Last year, we were involved with our first Karate Exchange with another Tang Soo Do school in our federation. We headed over to the other school with excitement running through our veins. To this day, I can’t tell you what I anticipated would happen, but I can tell you that whatever it was, well, simply didn’t happen. The class started easily enough, line up, warm ups, stretches, etc. Then the instructor asked everyone to get a kettle ball. Did she say Kettle? Ball? What the heck is a kettle ball? Is this some New Age form of martial arts / culinary school? Not quite, a kettle ball is a fancy way of saying a big circular weight with a handle. Being an adult, I got a heavier ball than the kids in the class. Hmm… yet another privilege of being old. After swinging this heavy ball around for a while, we were told to return them. Whew! And to exchange them for ankle and wrist weights. What!? After strapping on yet more weights, we lined up again and went through a couple of forms with weights on. It’s too bad no one was video recording this. I would have liked to see us bumbling over with these weights on. There’s nothing like punching the air, feeling the weight slide down your arm with the force. The weight continues on even though you’re done moving and takes your arm with it.
I would like to say that this was the worst of it, but alas, no. We stopped using the weights only to become human punching bags instead. As the punching bag, I had to voluntarily put my hands on my head while the puncher repeatedly hit my abdomen with center punches going from soft to hard. All the while, I’m supposed to be “breathing” my way through the punches. In no time flat, my exhales became whooshes of air followed by expletives.
If that wasn’t enough, they brought out bowls of water for god only knows what. Because we were told they weren’t for drinking. Of course, that would be too easy. Instead we were asked to place them our heads, and then proceeded to do a karate form.
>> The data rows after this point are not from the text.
PR #5189, opened 2024-11-28
Fix/network tunnel script

tommyv1987:
- adjust forwarding rules were writing to multiple lines, only ensure 1 entry exists for ipv4 and ipv6 forwarding
- adjust the joke section to disclaim further debugging techniques
- remove all duplicate rules they may exist - iptables will need to be re-applied after
- remove duplicate code

- - -
This change is [Reviewable](https://reviewable.io/reviews/nymtech/nym/5189)


serinko (approved):
ship it!

PR #5796, opened 2025-05-24
Close sqlite pool before moving or reopening databases

pronebird:
Our sqlite db recovery and backup strategies don't work on Windows because the OS prevents moving the already open file. This PR attempts to address this and in principle it attempts to close all connections to the database and ensure that sqlx relinquishes the access to db file(s).

Short summary of what this PR introduces:

1. Close sqlx connection pools in order to close/release the db file
2. Poll until there are no more db file descriptors left open. See: https://github.com/launchbadge/sqlx/issues/3217

JIRA-VPN-1471

- - -
This change is [Reviewable](https://reviewable.io/reviews/nymtech/nym/5796)

### DIFF
--- a/common/client-core/src/client/base_client/non_wasm_helpers.rs
+++ b/common/client-core/src/client/base_client/non_wasm_helpers.rs
@@ -73,7 +73,7 @@ async fn archive_corrupted_database<P: AsRef<Path>>(db_path: P) -> io::Result<()
     let renamed = db_path.with_extension(new_extension);
 
     tokio::fs::rename(db_path, &renamed).await.inspect_err(|_| {
-        tracing::error!(
+        error!(
             "Failed to rename corrupt database file: {} to {}",
             db_path.display(),
             renamed.display()
--- a/common/client-core/src/client/base_client/non_wasm_helpers.rs
+++ b/common/client-core/src/client/base_client/non_wasm_helpers.rs
@@ -1,20 +1,22 @@
 // Copyright 2022-2024 - Nym Technologies SA <contact@nymtech.net>
 // SPDX-License-Identifier: Apache-2.0
 
-use crate::client::replies::reply_storage::{
-    fs_backend, CombinedReplyStorage, ReplyStorageBackend,
+use crate::{
+    client::replies::reply_storage::{fs_backend, CombinedReplyStorage, ReplyStorageBackend},
+    config,
+    config::Config,
+    error::ClientCoreError,
 };
-use crate::config;
-use crate::config::Config;
-use crate::error::ClientCoreError;
+#[cfg(windows)]
+use log::debug;
 use log::{error, info, trace};
 use nym_bandwidth_controller::BandwidthController;
 use nym_client_core_gateways_storage::OnDiskGatewaysDetails;
 use nym_credential_storage::storage::Storage as CredentialStorage;
-use nym_validator_client::nyxd;
-use nym_validator_client::QueryHttpRpcNyxdClient;
-use std::path::Path;
-use std::{fs, io};
+use nym_validator_client::{nyxd, QueryHttpRpcNyxdClient};
+#[cfg(windows)]
+use std::time::Duration;
+use std::{io, path::Path};
 use time::OffsetDateTime;
 use url::Url;
 
@@ -22,11 +24,14 @@ async fn setup_fresh_backend<P: AsRef<Path>>(
     db_path: P,
     surb_config: &config::ReplySurbs,
 ) -> Result<fs_backend::Backend, ClientCoreError> {
-    info!("creating fresh surb database");
+    info!(
+        "creating fresh surb database: {}",
+        db_path.as_ref().display()
+    );
     let mut storage_backend = match fs_backend::Backend::init(db_path).await {
         Ok(backend) => backend,
         Err(err) => {
-            error!("failed to setup persistent storage backend for our reply needs: {err}");
+            error!("setup_fresh_backend: Failed to setup persistent storage backend for our reply needs: {err}");
             return Err(ClientCoreError::SurbStorageError {
                 source: Box::new(err),
             });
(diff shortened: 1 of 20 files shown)


sqlx-pool-guard/Cargo.toml
```diff
@@ -0,0 +1,34 @@
...
+
+[dependencies]
+tokio = { workspace = true, features = [
+    "rt-multi-thread",
+    "macros",
+    "time",
+    "fs",
+] }
+sqlx = { workspace = true, features = ["runtime-tokio-rustls", "sqlite"] }
+log.workspace = true
```
dynco-nym: why not use tracing? it allows for structured logging and is[ compatible](https://docs.rs/tracing/latest/tracing/#emitting-log-records) with binaries using simple `log` crate

common/client-core/src/client/base_client/non_wasm_helpers.rs
```diff
@@ -87,13 +89,12 @@ pub async fn setup_fs_reply_surb_backend<P: AsRef<Path>>(
...
     if db_path.exists() {
-        info!("loading existing surb database");
+        info!("Loading existing surb database");
         match fs_backend::Backend::try_load(db_path, surb_config.fresh_sender_tags).await {
             Ok(backend) => Ok(backend),
             Err(err) => {
-                error!("failed to setup persistent storage backend for our reply needs: {err}. We're going to create a fresh database instead. This behaviour might change in the future");
-
-                archive_corrupted_database(db_path)?;
+                error!("setup_fs_reply_surb_backend: Failed to setup persistent storage backend for our reply needs: {err}. We're going to create a fresh database instead. This behaviour might change in the future");
```
dynco-nym, line 96: if you don't want to instrument the function, event macro [supports](https://docs.rs/tracing/latest/tracing/#configuring-attributes) setting `target` and `name` attributes in a structured way

dynco-nym (commented):
looks good provided you tested this

sqlx-pool-guard/Cargo.toml
pronebird: I don't mind. I use tracing everywhere but it seems that a lot of code here uses `log` so I just stuck to it. Should I be changing this?

common/client-core/src/client/base_client/non_wasm_helpers.rs
pronebird: I needed to distinguish because there are two functions that used to output the same message :)

pronebird:
> looks good provided you tested this

It's tested. Also there is a test that you can run.

sqlx-pool-guard/Cargo.toml
pronebird: Fixed to use tracing.

common/client-core/src/client/base_client/non_wasm_helpers.rs
pronebird: Errrm so I am not looking to change this entire crate from log to tracing.

jstuczyn (approved):

sqlx-pool-guard/src/lib.rs
```diff
@@ -0,0 +1,176 @@
...
+    }
+}
+
+impl Deref for SqlitePoolGuard {
+    type Target = sqlx::SqlitePool;
+
+    fn deref(&self) -> &Self::Target {
+        &self.connection_pool
+    }
+}
```
neacsu, line 124: Isn't this enough to do `&self.connection_pool` instead of `&*self.connection_pool` in the execution functions above?

pronebird: > Isn't this enough to do `&self.connection_pool` instead of `&*self.connection_pool` in the execution functions above?

No it doesn't seem to work.

```
error[E0277]: the trait bound `&SqlitePoolGuard: Executor<'_>` is not satisfied
   --> common/credential-storage/src/backends/sqlite.rs:37:18
    |
37  |         .execute(&self.connection_pool)
    |          ------- ^^^^^^^^^^^^^^^^^^^^^ the trait `Executor<'_>` is not implemented for `&SqlitePoolGuard`
    |          |
    |          required by a bound introduced by this call
    |
note: required by a bound in `Query::<'q, DB, A>::execute`
   --> /Users/pronebird/.cargo/registry/src/index.crates.io-1949cf8c6b5b557f/sqlx-core-0.7.4/src/query.rs:155:12
    |
151 |     pub async fn execute<'e, 'c: 'e, E>(self, executor: E) -> Result<DB::QueryResult, Error>
    |                  ------- required by a bound in this associated function
...
155 |         E: Executor<'c, Database = DB>,
    |            ^^^^^^^^^^^^^^^^^^^^^^^^^^^ required by this bound in `Query::<'q, DB, A>::execute`
help: consider dereferencing here
    |
37  |         .execute(&*self.connection_pool)
    |                   +
```

If I just deref then the following error is emitted:

```
error[E0277]: the trait bound `Pool<Sqlite>: Executor<'_>` is not satisfied
   --> common/credential-storage/src/backends/sqlite.rs:37:18
    |
37  |         .execute(*self.connection_pool)
    |          ------- ^^^^^^^^^^^^^^^^^^^^^ the trait `Executor<'_>` is not implemented for `Pool<Sqlite>`
    |          |
    |          required by a bound introduced by this call
    |
note: required by a bound in `Query::<'q, DB, A>::execute`
   --> /Users/pronebird/.cargo/registry/src/index.crates.io-1949cf8c6b5b557f/sqlx-core-0.7.4/src/query.rs:155:12
    |
151 |     pub async fn execute<'e, 'c: 'e, E>(self, executor: E) -> Result<DB::QueryResult, Error>
    |                  ------- required by a bound in this associated function
...
155 |         E: Executor<'c, Database = DB>,
    |            ^^^^^^^^^^^^^^^^^^^^^^^^^^^ required by this bound in `Query::<'q, DB, A>::execute`
help: consider borrowing here
    |
37  |         .execute(&*self.connection_pool)
```

It's also possible to implement `AsRef` but then `.as_ref()` needs to be used to obtain the underlying executor and `&self.connection_pool` wouldn't work:


```rs
impl AsRef<sqlx::SqlitePool> for SqlitePoolGuard {
    fn as_ref(&self) -> &sqlx::SqlitePool {
        &self.connection_pool
    }
}
```

neacsu: Ah right, I confounded it with `AsRef`. Strange that, implementing that, the `&x` approach wouldn't work

pronebird: Further thoughts: we could implement `SqliteExecutor` on `SqlitePoolGuard` and delegate all work to `self.connection_pool`. This would make this type fully transparent. However, I don't think I have capacity to do that right now. Note that eventually this type should go away once the problem is fixed in sqlx.

jstuczyn:
seems you might have to do some additional feature-locking because `mio` is pulled into wasm build (from my experience, in 99.9% cases it's due to one of tokio's features)

pronebird:
> seems you might have to do some additional feature-locking because `mio` is pulled into wasm build (from my experience, in 99.9% cases it's due to one of tokio's features)

Fixed 👍

pronebird:
We'll conduct a bit of testing in nym-vpn-client before merging this. Thank you for reviewing this work.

Now I’m soaking wet, joints aching from the weights, and thinking I must have internal bleeding in my stomach. As the final touch, they had us group up for sparring. My sparring partner was this little kid who kicked my bottom, and I mean he literally kicked my bottom repeatedly. He couldn’t get his kicks up above my belt and for some reason constantly kicked me in the backside. It seemed a fitting ending to the day as I felt pretty beat up at that time.
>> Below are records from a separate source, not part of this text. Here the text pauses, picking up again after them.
PR #5811, opened 2025-05-29
Replace chrono with time in NS API

dynco-nym:
This change is [Reviewable](https://reviewable.io/reviews/nymtech/nym/5811)

### DIFF
--- a/nym-node-status-api/nym-node-status-api/src/http/api/testruns.rs
+++ b/nym-node-status-api/nym-node-status-api/src/http/api/testruns.rs
@@ -157,7 +157,7 @@ async fn submit_testrun(
     let created_at = unix_timestamp_to_utc_rfc3339(assigned_testrun.created_utc);
     let last_assigned = assigned_testrun
         .last_assigned_utc
-        .map(|timestamp| unix_timestamp_to_utc_rfc3339(timestamp))
+        .map(unix_timestamp_to_utc_rfc3339)
         .unwrap_or_else(|| String::from("never"));
     tracing::info!(
         "✅ Testrun row_id {} for gateway {} complete (last assigned {}, created at {})",
--- a/nym-node-status-api/nym-node-status-api/src/http/api/testruns.rs
+++ b/nym-node-status-api/nym-node-status-api/src/http/api/testruns.rs
@@ -1,6 +1,6 @@
 use crate::db::models::TestRunStatus;
 use crate::db::queries;
-use crate::testruns::now_utc;
+use crate::utils::{now_utc, unix_timestamp_to_utc_rfc3339};
 use crate::{
     db,
     http::{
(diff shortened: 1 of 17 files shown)


nym-node-status-api/nym-node-status-api/src/utils.rs
```diff
@@ -41,6 +42,22 @@ mod test {
     }
 }
 
+pub(crate) fn now_utc() -> time::UtcDateTime {
+    time::UtcDateTime::now()
+}
+
+pub(crate) fn unix_timestamp_to_utc_rfc3339(unix_timestamp: i64) -> String {
+    let timestamp = time::UtcDateTime::UNIX_EPOCH + time::Duration::seconds(unix_timestamp);
```
jstuczyn, line 50: use time's method for converting from unix timestamp, i.e. `OffsetDateTime::from_unix_timestamp(...)` rather than manually adding seconds to the `UNIX_EPOCH`

nym-node-status-api/nym-node-status-api/src/http/api/testruns.rs
```diff
@@ -188,12 +186,18 @@ fn authenticate(request: &impl VerifiableRequest, state: &AppState) -> HttpResul
...
+
 fn is_fresh(request_time: &i64) -> HttpResult<()> {
     // if a request took longer than N minutes to reach NS API, something is very wrong
-    let freshness_cutoff = chrono::Duration::minutes(1);
-    let cutoff_timestamp = (now_utc() - freshness_cutoff).timestamp();
-    if *request_time < cutoff_timestamp {
-        tracing::warn!("Request older than {}s, rejecting", cutoff_timestamp);
+    let request_time = time::UtcDateTime::from_unix_timestamp(*request_time).map_err(|e| {
+        warn!("Failed to parse request time: {e}");
+        HttpError::unauthorized()
```
jstuczyn, line 195: nit: if server somehow fails to parse the current time, is it really an `unauthorized` error?

jstuczyn (approved):

nym-node-status-api/nym-node-status-api/src/utils.rs
jstuczyn: `UtcDateTime` has the same method

nym-node-status-api/nym-node-status-api/src/http/api/testruns.rs
dynco-nym: in this specific case: yes, because that means user is not authorized to submit that testrun 

(it can only happen if client code has been tampered with and it's not an authentic request)

nym-node-status-api/nym-node-status-api/src/utils.rs
dynco-nym: tried that initially but that function is fallible as opposed to this approach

Afterwards, I reflected on how much I liked our school. At least they didn’t believe in torture as an educational toolJ. This year, Master Landry was asking for volunteers to go to the exchange with the same school and I conveniently had my birthday on that date, so I excused myself. Unfortunately, I didn’t get very far. They came to our school and we did some self-defense moves which had us getting hit in the stomach while up against the wall. Sigh. I’m just going to put a sign on me, “Hi, I’m the Human Punching Bag for $9.99 you too, can punch a real live human. For an extra price, I’ll even talk, but I can’t be held responsible for what I might say.” After all, Mythbusters proved that cursing takes the pain away. And it’s a heck of a lot more satisfying then just breathing heavily.
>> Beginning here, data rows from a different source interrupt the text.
PR #5818, opened 2025-06-02
chore: adjust heuristic for wireguard peer activity

jstuczyn:
This change is [Reviewable](https://reviewable.io/reviews/nymtech/nym/5818)

### DIFF
--- a/common/wireguard/src/peer_controller.rs
+++ b/common/wireguard/src/peer_controller.rs
@@ -281,11 +281,11 @@ impl PeerController {
         for (peer_key, peer) in new_host.peers.iter() {
             match old_host.peers.get(peer_key) {
                 // only consider pre-existing peers for the purposes of bandwidth accounting,
-                // do that the value would always be increasing.
+                // so that the value would always be increasing.
                 Some(prior) => {
                     // 1. determine bandwidth changes
                     let delta_rx = peer.rx_bytes.saturating_sub(prior.rx_bytes);
-                    let delta_tx = prior.tx_bytes.saturating_sub(prior.tx_bytes);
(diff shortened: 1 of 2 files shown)


common/wireguard/src/peer_controller.rs
```diff
@@ -279,26 +279,51 @@ impl PeerController {
...
 
         for (peer_key, peer) in new_host.peers.iter() {
-            // only consider pre-existing peers,
-            // so that the value would always be increasing
-            if let Some(prior) = old_host.peers.get(peer_key) {
-                let delta_rx = peer.rx_bytes.saturating_sub(prior.rx_bytes);
-                let delta_tx = prior.tx_bytes.saturating_sub(prior.tx_bytes);
+            match old_host.peers.get(peer_key) {
+                // only consider pre-existing peers for the purposes of bandwidth accounting,
+                // do that the value would always be increasing.
```
durch: Typo, `*so`

durch (changes requested):
`delta_tx` calculation needs to be fixed, otherwise good to go

common/wireguard/src/peer_controller.rs
```diff
@@ -279,26 +279,51 @@ impl PeerController {
...
+                Some(prior) => {
+                    // 1. determine bandwidth changes
+                    let delta_rx = peer.rx_bytes.saturating_sub(prior.rx_bytes);
+                    let delta_tx = prior.tx_bytes.saturating_sub(prior.tx_bytes);
```
durch: This will always be 0

jstuczyn: well, that explains why the old metrics were always showing 0 for that : D

PR #5825, opened 2025-06-04
[Stats API] Infallible network view

simonwicky:
Current `develop` API client doesn't work with currently deployed nym API

This PR downgrades the clients to `cheddar` for compatibility and make building the network view infallible, so that any future incompatibility doesn't prevent the stats API to start

- - -
This change is [Reviewable](https://reviewable.io/reviews/nymtech/nym/5825)

### DIFF
--- a/nym-statistics-api/Cargo.toml
+++ b/nym-statistics-api/Cargo.toml
@@ -39,7 +39,6 @@ utoipauto.workspace = true
 
 #internal
 nym-bin-common = { path = "../common/bin-common" }
-nym-http-api-client = { path = "../common/http-api-client" }
 nym-http-api-common = { path = "../common/http-api-common", features = [
     "middleware",
 ] }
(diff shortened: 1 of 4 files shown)


nym-statistics-api/Cargo.toml
```diff
@@ -3,7 +3,7 @@
 
 [package]
 name = "nym-statistics-api"
-version = "0.1.0"
+version = "0.1.1"
```
dynco-nym, line 6: interestingly, this tag already exists? did it get created automatically in some github workflow?

dynco-nym (approved):
don't forget to fix the tag :)

nym-statistics-api/Cargo.toml
simonwicky: I triggered the workflow manually from that branch, to make sure it was working, so the harbor image with this tag is actually this one, so all good on that front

The next exchange was with the Ninjas. They were so cute with their black outfits and little toe shoes. Oh sorry, I mean they were quite impressive, and I actually mean that. The school practices Ninjutsu as a martial art and is also located in Wallingford. They focused on showing us how to do some practical moves involving self-defense which we hadn’t been exposed to.
In standard Ninja fashion, they showed us how to be stealthy while doing the self-defense to both throw off your opponent and to not get sued later. Very practical advice if you ask me. My oldest daughter likes to pair up with me for these self-defense drills mostly because I think she likes to think of me as the “bad” guy. Problem was, the giggles got the best of her and she started laughing while trying to be the victim and then corrected my attacking technique. This made me start to think what a real-life scenario might look like if she was attacked. It might go something like this…
“Give me all of your money.”
“He he he. Hold on let me catch my breathe. He he he. Oh, you are too funny. He he he.”
“That’s it, now you’re going to get it.”
“Wait, can you punch a little straighter? I wasn’t able to deflect that just right, because you didn’t punch straight. Let’s try again.”
I shudder even thinking about what might happen if she was attacked. On the flip side, she’s a much better attacker, or I’m a much worst victim. When we switched, she threw this right hook that caught me unawares and hit me in the chin. Hmm… I think I forgot to block that. And I wasn’t even giggling!
One thing I can say about the Ninjas, they make everything look so easy, and some of it actually is. At the end of the class, the instructor from the Ninja school thanked us for having them over and if we had any issues with what he taught, then we could see him outside after class. Even if I did have an issue, who would want to take on a Ninja? You never know what they may have hidden up their sleeves, literally.